Yes, I’m still alive. And I feel like I’ve got a lot of things under control again whereas 3 weeks ago everything was slipping out of my hands and future was a word that evicted feelings of uncertainty and anxiety. The past week I have worked on my ability to form habits. I made a list of things that are important right now to do on a daily basis for my impending future like practicing the piano, music theory, interval and ear training but also reading and a walk or bike ride outside. I continued to clean up and declutter the house bit by bit but I didn’t put any pressure on myself. Instead I focus on the things that are important and which motivate me to continue with everything else.
Regarding my studies I now got clarity for at least some of my subjects. All things to do with communication and journalism will be held online with no classroom presence. Which on one hand means that I do indeed have time to work at the theatre now and I reckon it would not just be good for me and my focus but my studies would benefit as well because it would give me some sort of structure for my days where I can have dedicated times do to my workload. On the other hand said workload will be more than the usual because instead of being there and giving your presentation you need to hand in work weekly or biweekly, depending on the class. It’s not as easy but then again I can take all of the classes I wanted to take because they are not bound to times and before I couldn’t take three because I had time overlaps and unfortunately my name is not Hermione Granger.
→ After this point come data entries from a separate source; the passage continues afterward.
PR #799, opened 2016-01-22
add cl_drawRecording

deathsythe47:
Hide ugly "RECORDING xyz.dm_26" message on screen. Useful for players who record every game and don't need to see this.

### DIFF
--- a/codemp/client/cl_main.cpp
+++ b/codemp/client/cl_main.cpp
@@ -102,6 +102,8 @@ cvar_t	*cl_consoleKeys;
 
 cvar_t  *cl_lanForcePackets;
 
+cvar_t	*cl_drawRecording;
+
 vec3_t cl_windVec;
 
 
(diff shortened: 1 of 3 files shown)


Razish:
Sounds good, until we redo it into a simple `o REC` notification ala jaMME

entdark:
https://github.com/mvdevs/jk2mv/commit/25c3b88d3da571ac072b85c6b85c2ddf355ffc0d
try this

ensiform:
Can't use the recording image part of course. @ent

entdark:
@ensiform Why? I drew it myself, I let you do what ever you want with it, even those dirty thoughts in your mind. ;P

ensiform:
Assets aren't distributed with ojk.

xycaleth:
I don't see any reason why assets we create ourselves can't be distributed. We already distribute the ojk icon.

ensiform:
Well where would you load it from so that it always gets used regardless of mod?

deathsythe47:
The ojk icon is necessary and helpful to distinguish ojk from base in the operating system.

However, I don't see why this trivial engine tweak requires custom images. Original or not, including dank assets for every minor tweak seems like a slippery slope toward out-of-scope land. Why not make a graphical speedometer for cg_drawfps, or a stopwatch image for cg_drawtimer?

ensiform:
I agree with death.

ensiform:
Hm GH says this is still good, is everyone okay with merging ?

PR #800, opened 2016-01-25
[README] Fix OS X instructions

isair:
Latest builds of OpenJK seem to search for SDL in homebrew installation locations. They actually crash on launch unless SDL is installed via homebrew.


Razish:
+1, homebrew is a good way to standardise packages and instructions should match this.

Issue #780, opened 2016-01-02
Loading Bug


TheCherry:
Hi,

I have a loading bug in OpenJK.

Tested Versions:
openjk-2015-11-30-c8c64c4b-linux
openjk-2015-11-30-c8c64c4b-linux-64

System:
Linux Mint 17.1 - 64bit

Problem:
If I loading a game (from ingame) some objects don't interact correct. As example the tree at start cant be break. Here a video: https://youtu.be/DFTr8XYZf88

(The crash at the end of the video is course I try to load a save file from 64bit version in the 32bit version.)

ensiform:
Saves are not cross arch compatible.

TheCherry:
Yes thought that. Just wanted to explain, why its crash at the end of the video.

yomli:
Same here. Seems related to issue #257. 
Version 2016-01-04-db94c70b-linux-64 on Linux Mint 17.3.

My workaround : restart and load.

xycaleth:
I believe this is a duplicate.of #257.and #295. I fixed it in e8fc63788, but it was potentially broken again in bace05c9b3d when the `-fvisibility=hidden -fvisibility-inlines-hidden` were removed for GCC builds...

PR #811, opened 2016-03-16
Changed FxPrimitives .cpp and header

gort818:
Add the inline tag to function declaration in the  header file, and removed inline from cpp file. Fixes an issue in linux where certain events will not reload after death. Tested three times on different linux machines, built and ran.  Have not tried on windows yet. Fixes this issue #780


ensiform:
Would prefer you to remove the merge commits before accepting.

xycaleth:
Looks like I commented in the wrong place earlier:
https://github.com/JACoders/OpenJK/issues/780#issuecomment-197585021

mrwonko:
I've rebased and squashed these commits as 022ffc7.

PR #815, opened 2016-03-19
Upgrade to SDL 2.0.4

mrwonko:
Let's see if this causes any trouble with the automatic builds, though I suppose not.


mrwonko:
Apparently we no longer need different .libs for different MSVC Runtimes (and thus VS versions and toolsets) because SDL no longer uses the C runtime; but I'd like someone who's still using VS2013 (if we still support that) to verify that.

PR #816, opened 2016-03-20
Adds the final folders for buildbot and adds argument to make.bat for specifying source location.

deepy:


tools/builds/make.bat
```diff
@@ -1 +1,5 @@
-cmake -G "Visual Studio 12" -D CMAKE_INSTALL_PREFIX=install -D CMAKE_BUILD_TYPE=Release "--build build" .
+set BUILDDIR=%1
+IF [%BUILDDIR%] == [] (
+    set BUILDDIR=.
+)
```
mrwonko: How about a simple `mkdir %BUILDDIR%`?

deepy: Thinking about it, builddir is probably the wrong name since it's supposed to point to the source (build the thing in this directory, not build the thing using this directory)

With that being said I will also have a huge time gain by not traveling 4 hours a day back and forth to university.
That problem solved takes a lot of worrying away from me. I still don’t know what’s going to happen with my music studies but I guess it’s going to be similar since I don’t see an end to this pandemic any time soon. I just hope that the theatre doors will be open by the end of may or at least the rehearsals will start again.
And since we’re on the topic of the pandemic – how are you handling social distancing? I feel like the first week I spend so much time on instagram that refreshing became ridiculous because all it did was show me the same posts I’d already seen. I spend so much time on my phone and in front of the TV it got to a point where I had outbursts of energy while I felt drained at the same time. I went to bed around 2am every night and got up midday. Sometime during the past week that changed though. I feel so much more accomplished when I don’t go for that second round of sleep but instead get up when I wake up which has been between 7:30 and 9:30. I get things done and start my day with reading and my beloved chai tea and I study Italian and French, practice Piano and singing and all that before lunch. It gives me so much more energy while also keeping me focused and calm.
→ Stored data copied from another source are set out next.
PR #819, opened 2016-03-25
ogl improvements

ouned:
noticed two things while porting new SDL code to JK2MV:
- if the opengl context can't be generated it still goes through GLimp_SetMode and returns RSERR_OK.
- no option to allow software GL renderers (OSX VM's have no GPU acceleration, only option you have is to use Apple's software renderer, which is what I'm doing)

### DIFF
--- a/shared/sdl/sdl_window.cpp
+++ b/shared/sdl/sdl_window.cpp
@@ -619,6 +619,11 @@ static rserr_t GLimp_SetMode(glconfig_t *glConfig, const windowDesc_t *windowDes
 					glConfig->colorBits, glConfig->depthBits, glConfig->stencilBits );
 			break;
 		}
+
+		if (opengl_context == NULL) {
+			SDL_FreeSurface(icon);
+			return RSERR_UNKNOWN;
+		}
 	}
 	else
 	{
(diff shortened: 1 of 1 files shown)


shared/sdl/sdl_window.cpp
```diff
@@ -723,6 +729,7 @@ window_t WIN_Init( const windowDesc_t *windowDesc, glconfig_t *glConfig )
 	Cmd_AddCommand("minimize", GLimp_Minimize);
 
 	r_sdlDriver			= Cvar_Get( "r_sdlDriver",			"",			CVAR_ROM );
+	r_allowsoftwaregl	= Cvar_Get( "r_allowsoftwaregl",	"0",		CVAR_ARCHIVE|CVAR_LATCH );
```
xycaleth: Can you rename the cvar and variable to use camelCase? e.g. `r_allowSoftwareGL` Just to be consistent with everything else.

ouned: here you go

xycaleth:
Looks good! :)

ensiform:
Ideally we don't really want software rendering on normal PC's though.

leilei-:
and I think an nvidia driver bug on linux doesn't return accelerated visual for it to start up... or some reason like that why ioq3 removed r_allowSoftwareGL's restrictions so long ago

ouned:
No need to worry guys
Its turned off by default

ensiform:
That's not really the worry.  It means we have to maintain support for it if it's going to be a toggle.

PR #827, opened 2016-04-15
R_PrintLongString bugfix

eternalcodes:
Words are no longer cut off allowing console to word wrap properly.

### DIFF
--- a/code/rd-vanilla/tr_init.cpp
+++ b/code/rd-vanilla/tr_init.cpp
@@ -1186,16 +1186,28 @@ Workaround for ri.Printf's 1024 characters buffer limit.
 
 void R_PrintLongString(const char *string) {
 	char buffer[1024];
-	const char *p;
+	const char *p, *s;
 	int size = strlen(string);
+	int copySize, bufferSize;
 
+	bufferSize = sizeof(buffer);
 	p = string;
-	while(size > 0)
+	while (size > 0)
 	{
-		Q_strncpyz(buffer, p, sizeof (buffer) );
-		Com_Printf( "%s", buffer );
-		p += 1023;
-		size -= 1023;
+		s = p + bufferSize - 1;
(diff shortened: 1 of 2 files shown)


ensiform:
Can you show instances of comparison?  Where it would have cut off vs now?  I'm happy to merge it I just am curious to see.

Razish:
This looks like particularly long strings with no spaces would have severe issues (e.g. infinite loop, OOB access)
Has it been properly tested? Not just with typical data, but targeted unit testing?

xycaleth:
@Razish How do you unit test something which has dependencies on Com_Printf?

Razish:
You use a loose definition of "unit testing" and/or stub it out :p semantic pedantic!

Are we happy with the update?

code/rd-vanilla/tr_init.cpp
```diff
@@ -1186,16 +1186,28 @@ Workaround for ri.Printf's 1024 characters buffer limit.
...
+	bufferSize = sizeof(buffer);
 	p = string;
-	while(size > 0)
+	while (size > 0)
 	{
-		Q_strncpyz(buffer, p, sizeof (buffer) );
-		Com_Printf( "%s", buffer );
-		p += 1023;
-		size -= 1023;
+		s = p + bufferSize - 1;
```
dionrhys: This line of code is navigating 1023 bytes past the pointer p and then dereferencing that address on the next line. In effect this means that at the last iteration of the loop, it will **always** read memory past the end of the original string - thus a buffer over-read.

dionrhys:
I've just pushed 84978e7 to fix this issue. You may want to make use of this version in your own fork to prevent the buffer over-run problem (assuming no one finds one in mine too!).

mrwonko:
> How do you unit test something which has dependencies on Com_Printf?

Simply supply Com_Printf as a template argument.

PR #828, opened 2016-04-21
CL_ConsolePrint Improvements

eternalcodes:
Moved cl_noprint if statement up
Faster word length counter by avoiding recounting word length on same word

### DIFF
--- a/codemp/client/cl_console.cpp
+++ b/codemp/client/cl_console.cpp
@@ -442,6 +442,11 @@ void CL_ConsolePrint( const char *txt) {
 	qboolean skipnotify = qfalse;		// NERVE - SMF
 	int prev;							// NERVE - SMF
 
+	// for some demos we don't want to ever show anything on the console
+	if (cl_noprint && cl_noprint->integer) {
+		return;
+	}
+
 	// TTimo - prefix for text that shows up in console but not in notify
 	// backported from RTCW
 	if ( !Q_strncmp( txt, "[skipnotify]", 12 ) ) {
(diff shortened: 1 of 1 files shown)


codemp/client/cl_console.cpp
```diff
@@ -478,19 +479,22 @@ void CL_ConsolePrint( const char *txt) {
 		}
 
 		// count word length
-		for (l=0 ; l< con.linewidth ; l++) {
-			if ( txt[l] <= ' ') {
-				break;
+		if ((l < 0 ? l = 0, true : false) || (l + 1 == con.linewidth)) {
```
xycaleth: This is pretty unreadable..

eternalcodes: If length is ever less than 0, set it to 0 and return true, else return false. So if it's less than 0, it'll count word length but start with txt[0].
(l + 1 == con.linewidth) this is to continue counting word length since the while loop stops when the length is == con.linewidth

ensiform:
There's really no benefit to moving cl_noprint up.  Also, cl_noprint is basically useless if you use con_notifytime < 0 since cl_noprint stops printing all together as opposed to just hiding the notify box.

eternalcodes:
If cl_noprint is 1, then it'll return sooner than checking for [skipnotify] and chat messages.

codemp/client/cl_console.cpp
xycaleth: I understand what it does, but code that takes effort to understand isn't great, especially when it doesn't add any benefit over writing it out normally.

eternalcodes: I just wanted to check for l < 0 once instead of twice.

dionrhys:
I feel this code is pretty unreadable. The added complexity outweighs the negligible performance improvement that will be had here. In the absolute worst case scenario where there's a word that spans the entire length of the console width (76), the for loop will execute 2926 times (76 + 75 + 74 + ... + 1). This won't show up on any profiler - the CPU will likely have the entire line of text in cache from the first iteration of the outer loop, meaning it won't even need to load new data from RAM for subsequent iterations.

If you've found there are real performance concerns with the original code, please create a test case so we can reproduce this ourselves so we can look at changing things. For now, I'm closing this issue.

PR #1212, opened 2024-02-20
[MP] fix water jumping discrepancy

Razish:
reverts a change introduced in Razish/jasdk_modbase@09edabf but provide an alternative fix that better matches SP code/behaviour with as few changes as possible
this lets you jump out of the water pools in `taspir2` like you can in SP
introduces `g_fixWaterJump` (default: 0) / `LEGACYFIX_WATERJUMP`

discovered by @CansecoDev

SP:
https://github.com/JACoders/OpenJK/assets/844370/5ebdd10e-7ca5-4ab9-bf3e-c581b5934c25

MP original behaviour:
https://github.com/JACoders/OpenJK/assets/844370/2423b20b-52ae-4ab3-ba95-ad38ccff5e6d


SomaZ (approved):

Daggolin:
I don't like that the `CS_LEGACY_FIXES` configstring is evaluated manually in every place that relies on it. It would be a lot cleaner if the value were passed into a new member of the `pmove_t` struct. That way the pmove code wouldn't need as many game/cgame checks and cgame could parse the configstring once instead of doing it in multiple places.

I am also not sure about the name of the cvar. If I recall correctly most players refer to the bug that allows you to jump back to your maximum height when leaving the water as water jump. As far as I can tell this fix is unrelated to that bug.

PR #1216, opened 2024-02-26
[Shared] add con_timestamps 2 to disable timestamps in the notify lines only

Razish:


code/client/cl_console.cpp
```diff
@@ -631,8 +632,11 @@ void Con_DrawNotify (void)
 		if (time > con_notifytime->value*1000)
 			continue;
 		text = con.text + (i % con.totallines)*con.rowwidth;
-		if (!con_timestamps->integer)
+		if (con_timestamps->integer == 0 || con_timestamps->integer == 2) {
+			// don't show timestamps in the notify lines
 			text += CON_TIMESTAMP_LEN;
+			lineLimit -= CON_TIMESTAMP_LEN;
```
Razish, line 638: Without this, if there are multiple notify lines it will start printing the timestamp from line 2 at the end of line 1 :facepalm:

bartrpe (approved):
Simplest code ever, it's so simple even I can say everything is correct, there's nothing that could go wrong with these changes.

SomaZ (approved):

Daggolin (approved):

Staying calm is so important for me. Considering that I’m one to feel anxiety very easily I always considered myself an introvert. I know, I know – those who know me will disagree because they perceive me as this loud, energetic and very talkative person who is very outgoing but I assure you, those who know me more closely have seen a different side to me, one that I don’t show often because I often hide behind those extroverted qualities. I’m quite insecure and I thought I preferred being alone. Turns out, that I really do appreciate having people around me. It is hard for me to be home alone with the only contact being my dad and the occasional phone or Skype conversation with my friends. I miss human interaction. Like talking face to face, being in the same room, feeling the other persons energy and presence. Skype just doesn’t do it for me. I guess it puts a strain on every relationship and on peoples perception. I’m just glad I still have contact to the people who are most important to me even if it’s through a phone.
I also never thought I was such a physical person but turns out – I really do miss hugging. For my birthday this year I wish to spend it with my mom and get a big hug. I also want to spend it with my best friend, just having a walk side by side. Last week my grandpa stopped by to bring some leftovers and all I wanted to do was give him a very long hug. It physically hurt to restrain myself.
It is hard for me having been surrounded by so many people every day at the theatre to sitting alone at my desk and writing. Human interaction has become so important to me and even after such a short time I really do miss the people I’ve been working with. I gained so much in the past two months and I feel like a lot of that I owe to them. Personal growth has become part of my daily routine now and they have become my inspiration.
Social distancing is tough, that’s a given. It takes its toll on all of us, we’re all in the same boat. I hope that when all this is over, I can appreciate social gatherings, working and interacting with others face to face and small things like hugs more. For now I’m trying really hard to not fight with my dad all the time (Up until yesterday I thought I did a pretty darn good job) and appreciate the things I have right now. Which is time to focus on my future and visualise where I want to be. The sun just came out behind the clouds as I wrote that. Baby steps, right?